The Oort cloud is the furthest outskirt of the solar system extending to the heliocentric distance of several 10 000 au and
remains the last region where none object has been ever detected at that distance. Thus, all our knowledge about the Oort cloud are
deduced from the long period comets.

Our aim is precisely retrieving all the information that might be hidden in the orbital distribution of the long period comets. This
leads to making a constraint not only on the present shape of the Oort cloud but also on its initial shape 4.5 Gyr ago. This obviously
has direct implication on the scenario proposed for the formation of the Oort cloud.

We have considered three different databases of long period comets. From the distribution of some specific orbital elements
we tried to highlight the presence of some typical features of an Oort cloud that was initially close to the ecliptic plane and with the
perihelion close to the orbit of the giant planets. Such investigation is performed using two numerical synthetic models corresponding
to two extreme cases : first, the DISC model considers an initial shape aligned with the ecliptic plane and perihelion close to the giant
planets, and second, the ISOT model, that considers a fully isotropic shape.

Through the analysis of the cometary orbital elements stored in the databases and its comparison with the synthetic models
results, we found a dynamical fingerprint in the orbital distribution of the currently observed long period comet that indicates the
initial shape of the Oort Cloud is closer to a flat disk rather than an isotropic one. However, agreement between the observational
data and our synthetic models is not extremely good. This shows that the long-term dynamical evolution of the Oort cloud cannot be
simply resumed by any of our synthetic models.
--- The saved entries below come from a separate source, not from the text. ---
PR #6455, opened 2020-04-07
Gh6432

metas-rc:
Accounting Transactions view and open linked transactions process


de.metas.adempiere.adempiere/base/src/main/java/de/metas/process/ProcessExecutionResult.java
```diff
@@ -827,58 +857,15 @@ public String toString()
...
-
-		public String getWindowIdString()
-		{
-			return adWindowIdStr;
-		}
-
-		public OpenTarget getTarget()
-		{
-			return target;
+			return getRecords().get(0);
```
metas-ts, line 868: given the method name, i think we should use 
`de.metas.util.collections.CollectionUtils.singleElement(Collection<T>)`
or, we should call the method getFirstRecord, if there can be >1

metas-ts: as talked: there is always at least one record

PR #6469, opened 2020-04-10
Gh6459 app

metas-ts:
https://github.com/metasfresh/metasfresh/issues/6459


metas-ts:
code looks (still) OK
next: deploy to dev-isntance and run e2e

PR #6479, opened 2020-04-13
timebookings initial commit

pvpurcarcosmin:
https://github.com/metasfresh/metasfresh/issues/5816


de.metas.serviceprovider/src/main/java/de/metas/serviceprovider/everhour/EverhourImporterService.java
```diff
@@ -0,0 +1,284 @@
...
+					.stream()
+					.map(interval -> buildGetTeamTimeRecordsRequest(request.getAuthToken(), interval))
+					.map(everhourClient::getTeamTimeRecords)
+					.flatMap(List::stream)
+					.filter(timeRecord -> isGithubID(timeRecord.getTask().getId()))
+					.forEach(this::importTimeBooking);
+		}
+		catch (final Exception e)
+		{
+			Loggables.withLogger(log, Level.ERROR).addLog(IMPORT_TIME_BOOKINGS_LOG_MESSAGE_PREFIX + e.getMessage());
```
metas-ts, line 113: i think in such a case it's good log log, but AFAIU (didn't look deep) you should rethrow while adding currently available info
e.g. 
```java
throw AdempiereException.wrapIfNeeded(e).appendParametersToMessage().setParameter("request", request);
```

de.metas.serviceprovider/src/main/java/de/metas/serviceprovider/issue/S_Issue.java
```diff
@@ -0,0 +1,50 @@
...
+
+	public S_Issue(final ExternalReferenceRepository externalReferenceRepository)
+	{
+		this.externalReferenceRepository = externalReferenceRepository;
+	}
+
+	@ModelChange(timings = ModelValidator.TYPE_AFTER_DELETE)
+	public void afterDelete(@NonNull final I_S_Issue record)
+	{
+		externalReferenceRepository.deleteByRecordIdAndType(record.getS_Issue_ID(), ExternalReferenceType.ISSUE_ID);
```
metas-ts, line 48: not 100% sure..did you check if `record.getS_Issue_ID()` is still set to be `>0` at this point? might be just out of habit, but i think i would do this on `TYPE_BEFORE_DELETE`. Anyways if the delete fails elsewehere, the transaction will be rolled back, so the external reference won't be gone

de.metas.serviceprovider/src/main/java/de/metas/serviceprovider/milestone/S_Milestone.java
```diff
@@ -0,0 +1,49 @@
...
+	private final ExternalReferenceRepository externalReferenceRepository;
+
+	public S_Milestone(final ExternalReferenceRepository externalReferenceRepository)
+	{
+		this.externalReferenceRepository = externalReferenceRepository;
+	}
+
+	@ModelChange(timings = ModelValidator.TYPE_AFTER_DELETE)
+	public void afterDelete(@NonNull final I_S_Milestone record){
+		externalReferenceRepository.deleteByRecordIdAndType(record.getS_Milestone_ID(), ExternalReferenceType.MILESTONE_ID);
```
metas-ts, line 47: same remark wrt after-delete vs before-delete

de.metas.serviceprovider/src/main/java/de/metas/serviceprovider/timebooking/S_TimeBooking.java
```diff
@@ -0,0 +1,99 @@
...
+		if (Check.isBlank(hoursAndMinutes))
+		{
+			return;
+		}
+
+		final Matcher matcher = hmmPattern.matcher(hoursAndMinutes);
+
+		if (!matcher.matches())
+		{
+			throw new AdempiereException(" Incorrect format! Please enter a value in H:mm format."
```
metas-ts, line 92: Please create an `AD_Message` and request a german trl. then you can call `de.metas.i18n.IMsgBL.getTranslatableMsgText(AdMessageKey, Object...)` to get an ITranslatableString and add that as constructor parameter to the AdempiereException.
Also invoke `markAsUserValidationError()` on the adempeireException before throwing it

de.metas.serviceprovider/src/main/java/de/metas/serviceprovider/user/AD_User.java
```diff
@@ -0,0 +1,50 @@
...
+
+	public AD_User(final ExternalReferenceRepository externalReferenceRepository)
+	{
+		this.externalReferenceRepository = externalReferenceRepository;
+	}
+
+	@ModelChange(timings = ModelValidator.TYPE_AFTER_DELETE)
+	public void afterDelete(@NonNull final I_AD_User record)
+	{
+		externalReferenceRepository.deleteByRecordIdAndType(record.getAD_User_ID(), ExternalReferenceType.USER_ID);
```
metas-ts, line 48: again, same remark wrt before-delete vs after-delete

de.metas.serviceprovider/src/main/java/de/metas/serviceprovider/issue/S_Issue.java
pvpurcarcosmin: yep, the ID is still there, but now there I think about it, it's better to have the removal before delete as we could add some triggers on the referenced tables in order to prevent inconsistent
delete operations done directly in DB.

An initial shape of the Oort cloud close the the planar disk means that planetary scattering must have been crucial
during the formation of the Oort cloud. The fact that some features are still detectable after 4.5 Gyrs, implies some limitation on the
role of external solar system effects as the one caused by giant molecular clouds and also on the effects caused by the stellar cluster
surrounding the solar system when it was just formed.